Evaluation of the radiation damage parameters of ODS steel alloys in the first wall of deuterium-tritium fusion-fission (hybrid) reactors


Tunc G., Sahin H. M., Sahin S.

INTERNATIONAL JOURNAL OF ENERGY RESEARCH, cilt.42, sa.1, ss.198-206, 2018 (SCI-Expanded) identifier identifier

  • Yayın Türü: Makale / Tam Makale
  • Cilt numarası: 42 Sayı: 1
  • Basım Tarihi: 2018
  • Doi Numarası: 10.1002/er.3782
  • Dergi Adı: INTERNATIONAL JOURNAL OF ENERGY RESEARCH
  • Derginin Tarandığı İndeksler: Science Citation Index Expanded (SCI-EXPANDED), Scopus
  • Sayfa Sayıları: ss.198-206
  • Erciyes Üniversitesi Adresli: Evet

Özet

One of the most important parameters in the design of the fusion-fission hybrid reactor is the selection of the first wall material. Because the oxide dispersion-strengthened (ODS) steel alloys have high temperature oxidation, high radiation resistance, good hardness, and corrosion resistance properties, they are thought first wall candidate materials for fusion and fission applications.

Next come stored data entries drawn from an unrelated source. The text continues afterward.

PR #17861, opened 2022-02-14
opendoas: add package

paper42:
Maintainer: me
Compile tested: aarch64, Turris MOX, OpenWrt master
Run tested: aarch64, Turris MOX, OpenWrt master

Description: opendoas is a port of OpenBSD doas to Linux, it replaced sudo in the main alpine repository with 3.15.

if someone wants to test this, add this to `/etc/doas.conf`:
```
permit nopass <user> as root
```
and try running doas id -u as `<user>`

### DIFF
--- a/utils/opendoas/Makefile
+++ b/utils/opendoas/Makefile
@@ -1,0 +1,40 @@
+include $(TOPDIR)/rules.mk
+
+PKG_NAME:=opendoas
+PKG_VERSION:=6.8.2
+PKG_RELEASE:=$(AUTORELEASE)
+
+PKG_SOURCE:=$(PKG_NAME)-$(PKG_VERSION).tar.xz
+PKG_SOURCE_URL:=https://github.com/Duncaen/OpenDoas/releases/download/v$(PKG_VERSION)
+PKG_HASH:=4e98828056d6266bd8f2c93e6ecf12a63a71dbfd70a5ea99ccd4ab6d0745adf0
+
+PKG_MAINTAINER:=Michal Vasilek <michal.vasilek@nic.cz>
+PKG_LICENSE:=ISC, BSD-3-Clause
+PKG_LICENSE_FILES:=LICENSE
+
+PKG_INSTALL:=1
+PKG_BUILD_PARALLEL:=1
+
+include $(INCLUDE_DIR)/package.mk
+
+define Package/opendoas
+  SECTION:=utils
+  CATEGORY:=Utilities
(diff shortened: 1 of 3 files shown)


paper42:
Should this package go to utils/ or admin/?

neheb:
utils probably.

If this is a sudo replacement, wouldn't it make sense to add a symlink?

paper42:
> utils probably.

`sudo` is in admin which makes me a bit confused.

> If this is a sudo replacement, wouldn't it make sense to add a symlink?

It doesn't accept the same arguments, it's not just a sudo rewrite. Alpine has a wrapper script that parses sudo options and translates them to doas, but I don't think that should be added to this package. On OpenBSD and Void, many people don't use any wrappers and just write `doas <something>` or `alias sudo=doas`.

neheb:
wrapper script sounds interesting. I assume this can be handled with ALTERNATIVES.

I don't have a strong opinion on this though., I don't use non root users or sudo on OpenWrt.

paper42:
I added a package for the doas - sudo compatibility wrapper that alpine uses, but I am not sure how to use alternatives to avoid conflicts. Is there some documentation I missed?

I converted this PR to a draft for now because it's currently not in a mergeable state.

paper42:
I think I now know how alternatives work, but if we wanted to have doas-sudo-shim to replace sudo, /usr/bin/sudo would have to be a symlink to the real sudo. That sounds wrong and confusing to users to me, what do you think?
```
# opkg install ./doas-sudo-shim_0.1.1_arm_cortex-a9_vfpv3-d16.ipk 
Installing doas-sudo-shim (0.1.1) to root...
Configuring doas-sudo-shim.
Collected errors:
 * pkg_alternatives_update_path: /usr/bin/sudo exists but is not a symlink
```

paper42:
I dropped doas-sudo-shim from this PR

paper42:
I don't think the aarch64 CI failure is caused by this PR. I have been using this package on multiple routers since I created this PR and it seems to work fine.

neheb:
https://downloads.openwrt.org/snapshots/faillogs/x86_64/packages/opendoas/compile.txt

paper42:
> [downloads.openwrt.org/snapshots/faillogs/x86_64/packages/opendoas/compile.txt](https://downloads.openwrt.org/snapshots/faillogs/x86_64/packages/opendoas/compile.txt)

hopefully fixed in #19183

PR #17866, opened 2022-02-15
[21.02] ksmbd: update to 3.44

neheb:
Maintainer: @Andy2244 

ping @hauke


hauke:
@neheb  Did you test this? Are the dependency changes correct?

neheb:
Yes they are. Note that the dependencies are workarounds for inability to select various symbols. More info: https://github.com/openwrt/openwrt/pull/5060

Issue #17816, opened 2022-02-06
[21.02] tvheadend: does not execute first run


BKPepe:
Maintainer: @M95D
Environment: OpenWrt 21.02.1, [Seeedstudio mini router](https://www.seeedstudio.com/Dual-GbE-Carrier-Board-with-4GB-RAM-32GB-eMMC-RPi-CM4-Case-p-5029.html) (Raspberry Pi 4 CM, bcm27xx/aarch64_cortex-a7)

Description:

Once I started tvheadend for the first time, it was asking me for credentials, which I dont have.
```
root@OpenWrt:~# opkg install tvheadend
Installing tvheadend (4.2.8-5) to root...
Downloading https://downloads.openwrt.org/releases/21.02.1/packages/aarch64_cortex-a72/packages/tvheadend_4.2.8-5_aarch64_cortex-a72.ipk
Installing libffi (3.3-2) to root...
Downloading https://downloads.openwrt.org/releases/21.02.1/packages/aarch64_cortex-a72/packages/libffi_3.3-2_aarch64_cortex-a72.ipk
Configuring libffi.
Configuring tvheadend.
root@OpenWrt:~# /etc/init.d/tvheadend start
root@OpenWrt:~# ps w | grep tvheadend
11850 root     61036 S    /usr/bin/tvheadend -B -c /etc/tvheadend --ipv6
11952 root      1228 S    grep tvheadend
```

M95D:
Already fixed here:
https://github.com/openwrt/packages/pull/16475

BKPepe:
I am afraid that it is fixed only for OpenWrt master, which makes this issue still valid for OpenWrt 21.02.

M95D:
I don't think I can help with that.

BKPepe:
Hmm. So, the issue is in the stable branch. What can be done about it:

1. Someone can send a pull request against that branch
2. Should we, I mean me, cherry-pick it from ``master`` branch to ``openwrt-21.02`` branch?
I didn't look at it closely, but in the pull request, you added tvheadend user and use it. Is it possible that some permissions migration would be necessary or not?

walterav1984:
I can confirm this is currently an issue on Raspberry Pi 1 with 21.02.1 release, but I'm almost certain this worked at the end of august 2021 as in 4.0 (old/previous tvheadend 4.0.x on 19.07.x style/way meaning running as ROOT no hdhomerun nor satipclient) or maybe an early 4.2.x version without @M95D improvements?

[...]

PR #17872, opened 2022-02-15
tvheadend: fix issue #17816

M95D:
This is a temporary workaround until the tvheadend bug is fixed.

Maintainer: me
Compile tested: Not tested. I took it from master branch, removing the user and group options.
Run tested: r18404, I tested only the command, not whole package.

Description:
The command I replaced should create tvheadend initial admin account without password and save it to /etc/tvheadend. It does not. Tvheadend aborts execution before the configuration is saved to disk. It's a tvheadend bug.
This was fixed in master branch https://github.com/openwrt/packages/pull/16475, but that pull request makes lots of other changes and it was not included in this branch.

### DIFF
--- a/multimedia/tvheadend/files/tvheadend.init
+++ b/multimedia/tvheadend/files/tvheadend.init
@@ -10,7 +10,12 @@ TEMP_CONFIG=/tmp/tvheadend
 PERSISTENT_CONFIG=/etc/tvheadend
 
 execute_first_run() {
-	"$PROG" -c "$1" -B -C -A >/dev/null 2>&1
+	# This should create a new configuration including an admin account with no name and no password,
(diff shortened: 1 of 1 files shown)


BKPepe:
- Commit subject is wrong. It should start with the prefix package name. It means: tvheadend
and it should be more clear than Fix issue "link". 
I can imagine something like: tvheadend: fix first run

- There is a missing commit description.
You can here mention the issue, etc.

- Formal things: missing ``Signed-off-by`` in the commit description.

You are still referring to that this is a tvheadend issue. Did you report it to upstream? I am afraid they will not fix it in the stable release, but they can in the development version (4.3). If the upstream does not know about it, then they can not fix it.

M95D:
Sorry. I did it from the github file editor.

PR #4119, opened 2017-03-07
Cleanup: avoid reuse of $(PKG_NAME)

stintel:
For consistency, use full name instead of $(PKG_NAME) in define and eval lines for all packages.
I've seen reviews that asked to do this before, and I am asking the same during reviews now. To avoid this in the future, fix this treewide so when people use existing packages as example, we will not have to request this change anymore.

This makes all packages consistent with both LEDE and OpenWrt base repositories (check with ``git grep PKG_NAME| egrep -i 'define|call|eval'``).

There is one exception for PHP pecl packages, where ``PKG_NAME:=php7-pecl-$(PECL_NAME)``. Do we want to change these, too?

PR #17876, opened 2022-02-16
bandwhich: terminal bandwidth monitoring utility

Grommish:
Initial Commit - version 0.20.0

bandwhich is a terminal bandwidth monitoring utility

This package requires rust-lang (https://github.com/openwrt/packages/pull/13916)

Description:

### DIFF
--- a/net/bandwhich/Makefile
+++ b/net/bandwhich/Makefile
@@ -1,0 +1,40 @@
+include $(TOPDIR)/rules.mk
+
+PKG_NAME:=bandwhich
+PKG_VERSION:=0.20.0
+PKG_RELEASE:=1
+
+PKG_SOURCE_PROTO:=git
+PKG_SOURCE_DATE:=2020-10-15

The objective of this paper is to determine the best radiation damage parameters of various experimental and commercial ODS steels (namely, 12Y1, 12YWT, 1DS, IDK, Eurofer97, MA956, MA957, and PM 2000). Neutron spectrum and average neutron energy throughout blanket, displacement per atom, hydrogen and helium production, nuclear heating, and tritium breeding ratio were calculated by using Monte Carlo methods with Monte Carlo neutron-photon transport code and nuclear libraries named as ENDF/B-VI and CLAW-IV. It is assumed that calculated reactor has been operated full power during a year and neutron wall load is 2.25 MW/m(2) (10(14) n/s). All investigated first wall materials should be replaced between 3.5 and 4 years. All investigated materials provide minimum required tritium breeding ratio value, and when considering all the calculations performed in this work, 1DS ODS steel is the most suitable first wall materials with respect to other investigated ODS steels.